GIVEN RECORDS START

PR #8951, opened 2019-01-15
Mergify

renatocaval:
This PR adds Mergify to Play to merge PR that have been already reviewed but are waiting for Travis to finish.

### DIFF
--- a/.mergify.yml
+++ b/.mergify.yml
@@ -1,17 +1,11 @@
 pull_request_rules:
 
-  - name: remove outdated reviews
-    conditions:
-      - -merged
-    actions:
-      dismiss_reviews:
-
   - name: Merge PRs that are ready
     conditions:
       - status-success=continuous-integration/travis-ci/pr 
       - status-success=WIP
       - status-success=typesafe-cla-validator
-      - "#approved-reviews-by>=2"
+      - "#approved-reviews-by>=1"
       - "#review-requested=0"
       - "#changes-requested-reviews-by=0"
       - label!=block-merge
--- a/.mergify.yml
+++ b/.mergify.yml
@@ -12,7 +12,6 @@ pull_request_rules:
       - "#approved-reviews-by>=2"
       - "#review-requested=0"
       - "#changes-requested-reviews-by=0"
-      - "#commented-reviews-by=0"
       - label!=block-merge
     actions:
       merge:
--- a/.mergify.yml
+++ b/.mergify.yml
@@ -1,0 +1,34 @@
+pull_request_rules:
+
+  - name: remove outdated reviews
+    actions:
+      dismiss_reviews:
+
+  - name: Merge PRs that are ready
+    conditions:
+      - status-success=continuous-integration/travis-ci/pr 
+      - status-success=WIP
+      - status-success=typesafe-cla-validator
+      - "#approved-reviews-by>=2"
+      - "#review-requested=0"
+      - "#changes-requested-reviews-by=0"
+      - "#commented-reviews-by=0"
+      - label!=block-merge
+    actions:
+      merge:
+        method: merge
+        strict: smart
+
+  - name: Delete the merge-when-green label after merge
+    conditions:
+      - merged
+      - label=block-merge
+    actions:
+      label:
+        remove: [block-merge]
+
+  - name: Delete the PR branch after merge
+    conditions:
+      - merged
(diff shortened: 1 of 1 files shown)


renatocaval:
I added a bunch of the main contributors, feel free to add more if you wish.

I will be commending the rules to explain each of them.

.mergify.yml
```diff
@@ -0,0 +1,34 @@
+pull_request_rules:
+
+  - name: remove outdated reviews
+    actions:
+      dismiss_reviews:
```
renatocaval: This rule will make sure that existing reviews are dismissed if the PR is updated. 

This is quite intrusive, but since this is doing automatic merges for us, it's not bad to have such extra security.

.mergify.yml
```diff
@@ -0,0 +1,34 @@
...
+
+  - name: Merge PRs that are ready
+    conditions:
+      - status-success=continuous-integration/travis-ci/pr 
+      - status-success=WIP
+      - status-success=typesafe-cla-validator
```
renatocaval: all three checkers must be successful

.mergify.yml
```diff
@@ -0,0 +1,33 @@
...
+      - "#approved-reviews-by>=2"
+      - "#review-requested=0"
+      - "#changes-requested-reviews-by=0"
```
renatocaval: When an explicit request is made, then it must be full-filled. 

For instance, if a review is requested to 3 committers, then we need 3 approvals.

If someone comes and make a change request, nothing gets merged automatically.

.mergify.yml
```diff
@@ -0,0 +1,33 @@
...
+      - label=block-merge
+    actions:
+      label:
+        remove: [block-merge]
+
+  - name: Delete the PR branch after merge
+    conditions:
+      - merged
+    actions:
+      delete_head_branch: {}
```
renatocaval: this two rules just do some clean-up after the merge

.mergify.yml
```diff
@@ -0,0 +1,35 @@
+pull_request_rules:
+
+  - name: remove outdated reviews
+    conditions:
+      - -merged
```
renatocaval: Needed to add this condition to comply with format. 

Basically, it's saying, if that PR is not merged (-merged). It will always return true.

.mergify.yml
dwijnand: This looks like the same as the "Dismiss stale pull request approvals when new commits are pushed" option on branches, which we don't have enabled.

I'd start without this, and add it if we feel the need.  But I'm happy to merge this as is too (because Mergify is so great.)

marcospereira: I would say that since this is merging PRs automatically, we can start with it, which is more controlled, and then remove later if we decide it is not necessary.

GIVEN RECORDS END

Across the listing above, find each line that holds the word "make". Give only how many there are.

2